PR #3234, opened 2020-05-07
Make the examples in the resource docs collapsible

### LINKED ISSUE #2858: Make the examples in the resource docs collapsible
For example, here:
https://www.pulumi.com/docs/reference/pkg/aws/s3/bucket/

Expand the first one by default. Ensure this works for multiple languages as well.

cnunciato:
This change adds the ability to expand or collapse the examples we present in the resource docs. The first example in the selected language is expanded by default, and choosing another language maintains the same set of expanded/collapsed examples. 

PR also includes new resource docs across all providers.

Fixes #2858.


praneetloke:
When there are no examples, I see a horizontal line, which I guess is because the component didn't have anything to render. But not sure if that is expected?

cnunciato:
> So perhaps this is intentional to demarcate the examples from the rest of the page?

It was, but since it's not behaving uniformly, we can leave it out. I've removed it for now.

PR #3235, opened 2020-05-08
Add a CrossGuard landing page

joeduffy:


joeduffy:
@clstokes PTAL -- curious what you think.

@zchase PTAL -- especially feedback on placement of CTAs, webinar, etc.

clstokes:
> @clstokes PTAL -- curious what you think.

It's perfect! :shipit: 

> Also, we don't have any inbound links (other than the pricing page). Any thoughts on where to advertise? I thought about putting it in the "Products" drop down, but wasn't sure.

A "Policy as Code" link and text in the Products drop down makes sense to me and maybe a "For Security Leaders" under the "Why Pulumi" drop down?

joeduffy:
Sounds great. Done!

Issue #3225, opened 2020-05-06
Update text on the "start" page of each cloud's Getting Started guide


zchase:
The current text on the first page of each cloud's Getting Started guide does not do a good job of communicating what the user is going to do. We should be more verbose in our copy and explain to the user what they are going to do and what to expect. Some suggestions:

- Tell the user what exactly they are going to do. For example in the AWS flow, explain that they will deploy an S3 bucket and then modify it to have a KMS key.
- Explain if there is any potential cost to the user. 

**Pages:**
- [ ] `/docs/get-started/aws`
- [ ] `/docs/get-started/azure`
- [ ] `/docs/get-started/gcp`
- [ ] `/docs/get-started/kubernetes`

zchase:
Working doc w/ copy: https://docs.google.com/document/d/1TbVGzXvwqZX1Oq2X8isdUwC3qhieDP_adyNnwMRNFhc/edit?usp=sharing

joeduffy:
It seemed like we had universal consensus to switch the tutorials to something more "exciting." Specifically, to serve a website out of the bucket rather than enabling encryption, for AWS, which would then allow us to make the initial text more exciting. Do we plan on doing that?

zchase:
Filed a new issue for that here: https://github.com/pulumi/docs/issues/3243

It's worth an A/B test (and continued testing) so we can figure out exactly what is "best" content to show the user.

PR #3245, opened 2020-05-08
Make the copy on index page of getting started flows more verbose.

zchase:
This PR adds more verbose copy about what the user is going to exactly do in each Getting Started guide.

Fixes: https://github.com/pulumi/docs/issues/3225

### DIFF
--- a/content/docs/get-started/aws/_index.md
+++ b/content/docs/get-started/aws/_index.md
@@ -13,6 +13,14 @@ aliases: ["/docs/quickstart/aws/"]
 
 {{< cloud-intro "AWS" >}}
 
-Let's start with installing Pulumi.
+- Configure a Pulumi Community Edition account
+- Deploy a S3 Bucket
+- Modify the bucket to include a KMS key
+
+Estimated AWS Cost: <strong>Free</strong>
+<br />
+Estimated Time: <strong>10 minutes</strong>
+
+Click the button below to get started with the first step.
 
 {{< get-started-stepper >}}
--- a/content/docs/get-started/aws/_index.md
+++ b/content/docs/get-started/aws/_index.md
@@ -13,9 +13,8 @@ aliases: ["/docs/quickstart/aws/"]
 
 {{< cloud-intro "AWS" >}}
 
-- Configure a Pulumi Community Edition account
 - Deploy a S3 Bucket
-- Modify the bucket to include a KMS key
+- Modify the bucket to protect the bucket's contents with server-side encryption
 
 Estimated AWS Cost: <strong>Free</strong>
 <br />
--- a/content/docs/get-started/azure/_index.md
+++ b/content/docs/get-started/azure/_index.md
@@ -13,7 +13,6 @@ aliases: ["/docs/quickstart/azure/"]
 
 {{< cloud-intro "Azure" >}}
 
-- Configure a Pulumi Community Edition account
 - Deploy an Azure Resource Group and Storage Account
 - Modify the program to export the storage account’s connection string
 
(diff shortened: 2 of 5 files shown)


content/docs/get-started/aws/_index.md
```diff
@@ -13,6 +13,14 @@ aliases: ["/docs/quickstart/aws/"]
 
 {{< cloud-intro "AWS" >}}
 
-Let's start with installing Pulumi.
+- Configure a Pulumi Community Edition account
```
cnunciato, line 16: It wouldn't be one of my goals to create an account. I'd leave this out, as it could easily turn people away who actually might not mind creating an account as part of the process.

content/docs/get-started/aws/_index.md
```diff
@@ -13,6 +13,14 @@ aliases: ["/docs/quickstart/aws/"]
...
+- Deploy a S3 Bucket
+- Modify the bucket to include a KMS key
```
cnunciato, line 18: I didn't know what a KMS key was when I started working here, and I suspect many/most won't, either. If we're going to keep leading with KMS key, we should explain it more generally, like "create a storage bucket on Amazon S3" and  "protect the bucket's contents with server-side encryption".

content/docs/get-started/aws/_index.md
zchase: 👍

content/docs/get-started/aws/_index.md
zchase: 👍

joeduffy:
We are A/B testing this, right?

I think the intro paragraph can be tightened up quite a bit. Instead of:

> Pulumi's infrastructure-as-code SDK helps you create, deploy, and manage AWS containers, serverless functions, and infrastructure using real programming languages. The Pulumi AWS provider packages and CLI help you accomplish all these within minutes.

Maybe the whole thing can just be simplified down to:

> Pulumi lets you declare cloud applications and infrastructure using real programming languages. In this tutorial, you will create a new project, deploy and update an AWS S3 bucket, and then clean up, all in under 10 minutes using the AWS free tier.

A "Learn More" may be useful somewhere in here, but we can A/B test that separately?

zchase:
@joeduffy I was under the opinion that this was something we are just "going to do" but I can easily set it up to A/B testable. 

To @cnunciato point above, we are trying to keep this change very narrow so we can measure the effectiveness of the change. I originally had edited the intro paragraph in the PR but as Christian rightly pointed out, that could skew the results.

For the intro paragraph changes, we can run a separate A/B test to see the effect of those specific changes.

joeduffy:
To be honest, I think the page as-is is _more_ risky than what I suggested! I'd just optimize to make this page as good as it can be, whether we A/B test or not...

cnunciato:
@joeduffy's suggestion for replacing the intro paragraph makes sense to me as well -- it's focused and conveys what we want to convey. 👍

zchase:
@joeduffy @cnunciato I created an A/B test issue to test Joe's proposed intro paragraph here: https://github.com/pulumi/home/issues/827

Currently, the A/B test for combined steps is running and I had to make changes to `/docs/get-started/aws/` for routing and to correctly name the button. So to avoid clashing tests it is in a "proposed" state. I agree that the new paragraph is more than likely "better", but I'd like to run the A/B test to determine what exactly "better" means.

cnunciato:
@zchase Ok. Do you want any additional feedback on this PR, or do you just want to run the test when the time comes?

lukehoban:
@zchase Still working on this?  Or should we close out?

zchase:
@lukehoban Going to close this out. Will revisit this copy once we get the copy for the main Getting Started page done.

Issue #8627, opened 2023-02-27
investigate transient test failures in docs build


sean1588:
We are continuing to get transient test failures when the cypress tests run as part of the docs build. We attempted to fix this by adding some retry logic to the tests, but it doesn't seem to be helping.  We should do a bit more investigation to see what is going on.

failed job:
https://github.com/pulumi/docs/actions/runs/4286641689/jobs/7466477522#step:9:1816

cnunciato:
Actually, I'll close this as a wontfix for now, since we don't seem to have seen it for a while, and we now have automation in place to file new P1 on build failures.

PR #8678, opened 2023-03-08
retry cypress tests on failure

sean1588:
fixes: #8627 

The cypress retry logic does not seem to actually be working for some reason and I cannot seem to get it to work. I'm not sure why exactly. I have reverted this to doing the retry purely in bash by trapping the exit code from the failed tests and triggering the retry.

### DIFF
--- a/cypress/integration/site_spec.js
+++ b/cypress/integration/site_spec.js
@@ -6,7 +6,7 @@ describe("www.pulumi.com", () => {
             cy.visit("/");
         });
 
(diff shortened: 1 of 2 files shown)


susanev:
should we close out https://github.com/pulumi/docs/pull/8247?

sean1588:
> should we close out #8247?

not sure. @zchase?

susanev (approved):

━━━━━━━━━━

Task directions: When a line in the data above contains the string "contents", copy that line.

Solution to the exercise:
+- Modify the bucket to protect the bucket's contents with server-side encryption
cnunciato, line 18: I didn't know what a KMS key was when I started working here, and I suspect many/most won't, either. If we're going to keep leading with KMS key, we should explain it more generally, like "create a storage bucket on Amazon S3" and  "protect the bucket's contents with server-side encryption".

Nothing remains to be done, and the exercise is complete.